Download or read book The Socialist Temptation written by Iain Murray and published by Simon and Schuster. This book was released on 2020-07-28 with total page 167 pages. Available in PDF, EPUB and Kindle. Book excerpt: IT'S BACK! Just thirty years ago, socialism seemed utterly discredited. An economic, moral, and political failure, socialism had rightly been thrown on the ash heap of history after the fall of the Berlin Wall. Unfortunately, bad ideas never truly go away—and socialism has come back with a vengeance. A generation of young people who don’t remember the misery that socialism inflicted on Russia and Eastern Europe is embracing it all over again. Oblivious to the unexampled prosperity capitalism has showered upon them, they are demanding utopia.
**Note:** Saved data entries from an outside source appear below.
Issue #5542, opened 2023-06-19
Seed application config


Zangetsu101:
- [x] Create an endpoint that serves the application config metadata from farajaland - 1
- [x] Use the previous endpoint and the already available token in the seed function to populate the application config using config api. Update the config api to return back proper validation messages - 2

Zangetsu101:
Remember to handle #5460

Zangetsu101:
Need to address #5459

Zangetsu101:
Completed in #5640

PR #5640, opened 2023-07-10
seeding application config

jamil314:
#5542
[farajaland pr](https://github.com/opencrvs/opencrvs-farajaland/pull/610)


packages/gateway/src/features/dataSeeding/index.ts
```diff
@@ -128,4 +129,5 @@ export async function seedData() {
   )
   console.log(res)
   seedCertificate(token)
+  await seedApplicationConfig()
```
rikukissa, line 132: I started wondering what's the benefit of storing the config to the database? What if we would fetch the application config from country config as part of the user requesting the config, in [here](https://github.com/opencrvs/opencrvs-core/blob/297ae2f63e75a6e24cc6f2350537ceedb476843c/packages/config/src/handlers/application/applicationConfigHandler.ts#L72-L83) for instance? We could also fetch whatever is in the database and do `merge(configFromCountryConfig, configFromDatabase)`. 

What do you think @jamil314 @Zangetsu101? We did a similar thing for form config in Cameroon and it massively improved the developer experience + we wouldn't have to check if the data has already been seeded or if it needs to update by some logic

rikukissa: Same applies to certificates which are notorious for annoying dev experience

Zangetsu101: What about updating the config through UI? I think it will need some amends to work with this approach, as it expects the config to be already present in the DB and updates the data on that document

packages/gateway/src/features/dataSeeding/apllicationConfigurationSeeding.ts
```diff
@@ -0,0 +1,112 @@
...
+    throw new Error(`Expected to get the aplication config from ${url}`)
+  }
+  return res.json()
+}
+
+async function populateAppConfig(
+  appConfig: IApplicationConfigurationModel,
+  token: string
+) {
+  const res = await fetch(`${APPLICATION_CONFIG_URL}createApplicationConfig`, {
```
rikukissa, line 96: @jamil314 I don't think it's necessary to save the application config we get from country config. You can simplify the flow to be 

When seeding:
- Nothing needs to be done

When user fetches config:
- Read config from country config
- Read potentially existing config from MongoDB
- `merge(country config, mongodb config)`
- Return merged object

Now if the user goes to admin settings to change the config, their flow is:
- They fetch application config and get it according to logic above. The client doesn't know where the config actually came from
- They make changes to config and push it back with the existing GraphQL endpoints
- Backend writes a new config to the database

@Zangetsu101 can you verify this is correct?

Zangetsu101: yup that's about right. We need to just amend the update endpoint to handle empty db as previously the assumption was that there would always be a config in the database. @jamil314 is currently implementing this approach and I had asked him to push the previous approach to git as a fallback

Zangetsu101:
closing in favor of #5649

PR #5646, opened 2023-07-11
hide search option based on availability of form data

kayumuzzaman:


packages/client/src/components/Header/Header.tsx
```diff
@@ -341,25 +359,31 @@ class HeaderComp extends React.Component<IFullProps, IState> {
...
+
+    if (fieldNames.includes('registrationPhone')) {
+      searchTypeList.splice(3, 0, {
+        label: intl.formatMessage(messages.typePhone),
+        value: PHONE_TEXT,
+        icon: <Icon name="Phone" size="small" />,
+        placeHolderText: intl.formatMessage(messages.placeHolderPhone)
+      })
+    }
+    if (fieldNames.includes('iD')) {
```
euanmillar, line 378: @kayumuzzaman the National ID form field is also sometimes called "deceasedID" or "informantID" in the death form.  I know this is hacky but we need to add these possibilities

packages/client/src/components/Header/Header.tsx
```diff
@@ -324,7 +331,22 @@ class HeaderComp extends React.Component<IFullProps, IState> {
     }
   }
 
+  getFieldNames = (forms: Forms) => {
```
Zangetsu101, line 334:
```suggestion
  getFieldNames = (forms: ReturnType<typeof getRegiterForm>) => {
```

Zangetsu101 (approved):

In his provocative new book, The Socialist Temptation, Iain Murray of the Competitive Enterprise Institute explains: Why the socialist temptation is suddenly so powerful among young people That even when socialism doesn’t usher in a bloody tyranny (as, for example, in the Soviet Union, China, and Venezuela), it still makes everyone poor and miserable Why under the relatively benign democractic socialism of Murray's youth in pre-Thatcher Britain, he had to do his homework by candlelight That the Scandinavian economies are not really socialist at all The inconsistencies in socialist thought that prevent it from ever working in practice How we can show young people the sorry truth about socialism and turn the tide of history against this destructive pipe dream Sprightly, convincing, and original, The Socialist Temptation is a powerful warning that the resurgence of socialism could rob us of our freedom and prosperity.
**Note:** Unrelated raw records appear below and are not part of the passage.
PR #5649, opened 2023-07-11
serving application config from country-config

jamil314:
changing getConfig() and updateConfig() to include default config from country-config

### DIFF
--- a/packages/config/src/handlers/application/applicationConfigHandler.ts
+++ b/packages/config/src/handlers/application/applicationConfigHandler.ts
@@ -68,10 +68,10 @@ export async function getApplicationConfig(
 ) {
   const configFromCountryConfig = await getConfigFromCountry()
   try {
-    const confingFromDB = await ApplicationConfig.findOne({})
+    const configFromDB = await ApplicationConfig.findOne({})
     const finalConfig = merge(
       configFromCountryConfig,
-      confingFromDB?.toObject()
+      configFromDB?.toObject()
     )
     return finalConfig
   } catch (error) {
--- a/packages/config/src/handlers/application/applicationConfigHandler.ts
+++ b/packages/config/src/handlers/application/applicationConfigHandler.ts
@@ -63,13 +63,16 @@ async function getConfigFromCountry() {
 }
 
 export async function getApplicationConfig(
-  request: Hapi.Request,
-  h: Hapi.ResponseToolkit
+  request?: Hapi.Request,
+  h?: Hapi.ResponseToolkit
 ) {
   const configFromCountryConfig = await getConfigFromCountry()
   try {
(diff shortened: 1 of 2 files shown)


packages/config/src/handlers/application/applicationConfigHandler.ts
```diff
@@ -89,19 +95,12 @@ export async function updateApplicationConfigHandler(
...
-    if (!existingApplicationConfig) {
-      throw badRequest('No existing application config found')
-    }
-    // Update existing application config fields
-    merge(existingApplicationConfig, applicationConfig)
-
-    await ApplicationConfig.update(
-      { _id: existingApplicationConfig._id },
-      existingApplicationConfig
+    const res = await ApplicationConfig.updateOne(
```
Zangetsu101, line 98: We probably want to use `findOneAndUpdate` as `updateOne` returns a Result object instead of the updated document

Zangetsu101 (changes requested):

packages/config/src/handlers/application/applicationConfigHandler.ts
```diff
@@ -88,20 +97,15 @@ export async function updateApplicationConfigHandler(
...
+    const currentConfig = await getApplicationConfig()
+    const changeConfig = request.payload as IApplicationConfigurationModel
+    const applicationConfig = merge(currentConfig, changeConfig)
+    await ApplicationConfig.findOneAndUpdate(
+      {},
+      { $set: applicationConfig },
+      { upsert: true }
     )
-    return h.response(existingApplicationConfig).code(201)
+    return h.response(applicationConfig).code(201)
```
Zangetsu101, line 108: We probably need to re-use the `getApplicationConfig` here as otherwise we aren't returning the total config from here

Zangetsu101 (approved):

packages/config/src/handlers/application/applicationConfigHandler.ts
```diff
@@ -51,30 +53,37 @@ export default async function configHandler(
...
-  let applicationConfig: IApplicationConfigurationModel | null
+  const configFromCountryConfig = await getConfigFromCountry()
   try {
-    applicationConfig = await ApplicationConfig.findOne({})
+    const confingFromDB = await ApplicationConfig.findOne({})
+    const finalConfig = merge(
+      configFromCountryConfig,
+      confingFromDB?.toObject()
+    )
+    return finalConfig
```
rikukissa, line 76:
```suggestion
    const configFromDB = await ApplicationConfig.findOne({})
    const finalConfig = merge(
      configFromCountryConfig,
      configFromDB?.toObject()
    )
    return finalConfig
```

rikukissa (approved):

PR #5650, opened 2023-07-11
Ocrvs 5546

sadmananik:


packages/client/src/forms/mappings/query/field-mappings.ts
```diff
@@ -133,6 +133,25 @@ export const bundleFieldToSectionFieldTransformer =
...
+    transformedData: TransformedData,
+    queryData: QueryData,
+    sectionId: SectionId,
+    field: IFormField
+  ) => {
+    if (
+      queryData[sectionId] !== null &&
+      queryData[sectionId] !== undefined &&
+      queryData[sectionId] !== ''
+    ) {
```
Zangetsu101, line 148:
```suggestion
    if (Boolean(queryData[sectionId])) {
```

packages/client/src/views/DataProvider/birth/queries.ts
```diff
@@ -140,6 +140,7 @@ export const GET_BIRTH_REGISTRATION_FOR_REVIEW = gql`
         contact
         contactRelationship
         contactPhoneNumber
+        email
```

Book Talking to Rudolf Hess

Download or read book Talking to Rudolf Hess written by Desmond Zwar and published by The History Press. This book was released on 2010-12-26 with total page 199 pages. Available in PDF, EPUB and Kindle. Book excerpt: Rudolf Hess was Adolf Hitler’s Deputy Führer until, in 1941, he flew to Scotland, ostensibly to negotiate peace between Germany and Britain. Captured by the British, he was held for the rest of the war, before being convicted of war crimes at the Nuremberg Trials in 1946.Desmond Zwar collaborated with Col. Burton C. Andrus, who was Commandant of Nuremberg Prison during the Trials, for his book The Infamous of Nuremberg, and with Col. Eugene K. Bird, US Governor of Spandau Prison (where Hess was held for over forty years), for The Loneliest Man in the World. For reasons of practicality, neither of these books told the full story, which is now revealed for the first time in Talking to Rudolf Hess.As well as his interviews with Hess and others, Zwar tells the incredible story of how this book came to be written, including how Hess hid proofs in his underpants, how Bird was sacked and how the CIA tried to recover the transcripts.